European Union officials are deeply concerned that the U.S. may violate the current trade agreement between the two jurisdictions by hiking tariffs on steel and aluminum products.
European Union officials have raised concerns about a potential U.S. move to expand the list of EU products subject to higher tariffs on steel and aluminum. The concerns center on the U.S. potentially destroying the trade agreement it recently signed. Anonymous sources say Maros Sefcovic, the EU’s trade chief, is expected to raise the concern with U.S. Commerce Secretary Howard Lutnick when the two meet in Brussels on November 24th.
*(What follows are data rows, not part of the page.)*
Issue #38, opened 2022-02-08
FR: Make plum work with ipython's autoreload


PhilipVinc:
The two don't work well together. 
I think it's because autoreload changes the classes of objects, but for some reason forgets to update the Types in plum's dispatch tables.

Should be investigated...

wesselb:
Also tagging @seeM here.

This issue is unfortunately a tricky one to fix. Just to document what's going wrong, here's a minimal example.

Consider the minimal module

```python
from __future__ import annotations


class A:
    def test(self) -> A:
        # Hello
        return self
```

We now have the following behaviour:

```python
In [1]: from core import A

In [2]: from typing import get_type_hints

In [3]: get_type_hints(A.test)["return"] == A
Out[3]: True

In [4]: # Make changes and trigger autoreload

In [5]: get_type_hints(A.test)["return"] == A
Out[5]: False
```

(This is on Python 3.9.)

I think it's necessary to carefully pin down how `get_type_hints` interacts with `autoreload`, especially with regards to forwards references.

If this particular case can be fixed, I think good support for `autoreload` in the case of `from __future__ import annotations` should be possible.

PhilipVinc:
I had investigated the issue a bit, and eventually realized that the best course of action would be for someone to contact the developers of iPython to ask them to add an hook to auto reload so that when he reloads a class/files plugins can ask to be notified about it.

wesselb:
@PhilipVinc That's interesting. I suppose hooking into autoreload would be the way go about this: upon every autoreload, clear all cache.

I'm wondering, is the above example expected behaviour? Should `get_type_hints(A.test)["return"] == A` after autoreloading? The locals in an iPython sessions should be updated with every autoreload, right?

Perhaps not relevant to this issue, but I'm tempted to strip out all current functionality to handle forward references from the package and just rely on `typing.get_type_hints` to handle forward references. What are your thoughts on this?

wesselb:
Experimental support thanks to #44 by @PhilipVinc is included in the latest release `v1.6`. :)

PR #44, opened 2022-06-06
autoreload support

PhilipVinc:
Addresses #38

This is a hack implementation monkey patching IPython autoreload to make it work (partly) with plum.

Example: first create a module
```
echo "class A:
    sz = 1" >>ar.py
```

then run IPython
```python
%load_ext autoreload
%autoreload 2

import plum
# load explicitly this monkey patching module
from plum import autoreload

import ar

@plum.dispatch
def test(a: ar.A):
	return 1

a = ar.A()

print(test(a))
```

now modify `ar.py` in any way, and run
```python
print(test(a))
```
and it will work.

--

## Implementation:

Autoreeload uses `gc.get_referrers(class)` to get all objects referring to a class, which includes all its instances, and updates their class using the function `update_instance`. 

```python
def _update_instances(old, new):
    refs = gc.get_referrers(old)
    for ref in refs:
        if type(ref) is old:
            ref.__class__ = new
```

To make this work with plum's custom types I needed to do 3 things: 
 - Make `gc.get_referrers(class)` show up all `plum.types.Type` objects holding a reference to the given class. This was tricky: `Type(class)` holds a reference to `class` in a subfield `_type` constructed at `__init__` time. But what actually python does is that it stores the field as a key in the dictionary of the instance `Type(class).__dict__["_type"] = class`, so `get_referrers` actually returns the dictionary and it's hard to tell that this dictionary belongs to Type.
Instead, by declaring the field a `slot` (which is an helpful performance enhancement anyway) the field is stored inline and get referrers actually return the Type instance. Unfortunately, while this trick works well for `_type`, this does not work for `plum.types.Union` types because they stored a tuple holding all classes, and therefore the `gc` would return that tuple.
 - Make `update_instance` update the plum types. This is achieved by brutally monkey patching the method.
 - Clear the cache. This is also done by pulling off the same trick using the gc. Note that this is probably inefficient but works...


PhilipVinc:
To avoid monkey patching, we should ask IPython developers to provide us some hooks

wesselb:
This is really great! I've tested it out and it indeed fixes autoreloading for me locally. :) 

For the union type, we could potentially subtype `tuple` and store the types with that?

PhilipVinc:
>For the union type, we could potentially subtype tuple and store the types with that?

Actually I just realised there's no need for that: Union types contain a tuple of Plum Types, and by updating the plum types everything's fixed.

>This is really great! I've tested it out and it indeed fixes autoreloading for me locally. :)

Now the underlying question is how to turn this on?
Should we 
 - require users to explicitly import `from plum import autoreload` or implement a magic like `% autoreload_plum` 
 - should we automatically do this if an user imports plum *After* loading autoreload
 - should we do this always unlesss an ENV variable is specified
 - should we never do this unless an ENV variable is specified.

By checking the history of autoreload, it seems it has been quite stable and has not changed much over the years, but this is still monkey patching so... what do you think would be the best way to go?

Maybe @seeM and/or @gasparyanartur would be interested in commenting on this?

I would be naturally tempted to say "what this is doing is morally wrong and pirating" so we should hide this behind explicit user-action (`from plum import autoreload`) but as a library author, my users are not so-well-aware that we're using `plum` under the hood, so I would rather prefer to have it always be enabled by default, but I am unsure if that would be a great idea..

seeM:
Very neat! That’s a tricky choice. I personally wouldn’t mind this being enabled by default unless an env variable is set.

I only use autoreload when developing, never when something is deployed or when running tests. Given the dynamic nature of Python, it’s not unusual that autoreload gets things into a weird state and I need to restart my kernel, so I wouldn’t mind if plum complicated it a little more.

That said, I’d personally try this out for a bit to test for stability and any weird behaviour before making it the default.

Keen to hear more peoples thoughts. I could ask in the fastai Discord as well.

gasparyanartur:
As a disclaimer, I have only used iPython for course work, so I can only offer my layman perspective. 

The situations is a bit of a dilemma. On the one hand, users of a library should ideally not be bothered by implementation details from another, but on the other hand, this could potentially introduce bugs and make it harder to maintain, since there is no guarantee that iPython's implementation will remain the same. If style is of concern, the Zen of Python seems to prefer explicit over implicit. 

Personally, if I was to use a library, I would rather explicitly import something than have it potentially break existing functionality. However, as a compromise, I do like the idea of it being on by default but with a possibility to disable it with ENV-variables. But do take my perspective with a grain of salt, since I haven't used autoreload very much.

wesselb:
This is fantastic! Thanks @PhilipVinc for this!!

I think the two ways of activating it are very sensible choices. Merging this right away. :)

wesselb:
This is included in the latest release `v1.6`.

EU warns on potential US steel tariff expansion
EU officials are raising concerns that a potential expansion of US tariffs on EU steel and aluminum would undercut the spirit of their recent trade agreement, especially the agreed-upon 15 percent tariff ceiling.Brussels is… pic.twitter.com/BENmAxwaqS
— Danny Naz (@ThePupOfWallSt) November 17, 2025
Bloomberg reported receiving tips from anonymous sources that the EU is concerned the U.S. may revise tariff regulations on EU products to a higher level. U.S. President Donald Trump and European Commission President Ursula von der Leyen agreed to eliminate the bloc’s tariffs on U.S. products. They set a 15% tariff limit on most EU products shipped to the U.S. The nations agreed on the current tariffs to restore a trade balance and create a predictable environment for businesses and governments on both sides.
The European Union still faces a 50% tariff on aluminum and steel products, and the list now exceeds 400 items. The EU argues that the list of these items is challenging and could attract similar moves in other sectors.
The officials are deeply concerned that the range of goods affected by the tariffs and the potential for higher levies on different industries could exceed the existing agreement when Washington revises the list of products subject to higher tariffs. Washington updates the list several times a year.
The European Union officials are urging the U.S. to avoid implementing new policies that could jeopardise the trade relationship between the two parties sealed by their recent trade agreement. New tariffs could disrupt the stability and predictability of trade between the two jurisdictions. The 15% tariff ceiling applies to cars, pharmaceuticals, chips, and wood, a rate that the EU wants to maintain as the standard in other industries that the U.S. might target for higher levies.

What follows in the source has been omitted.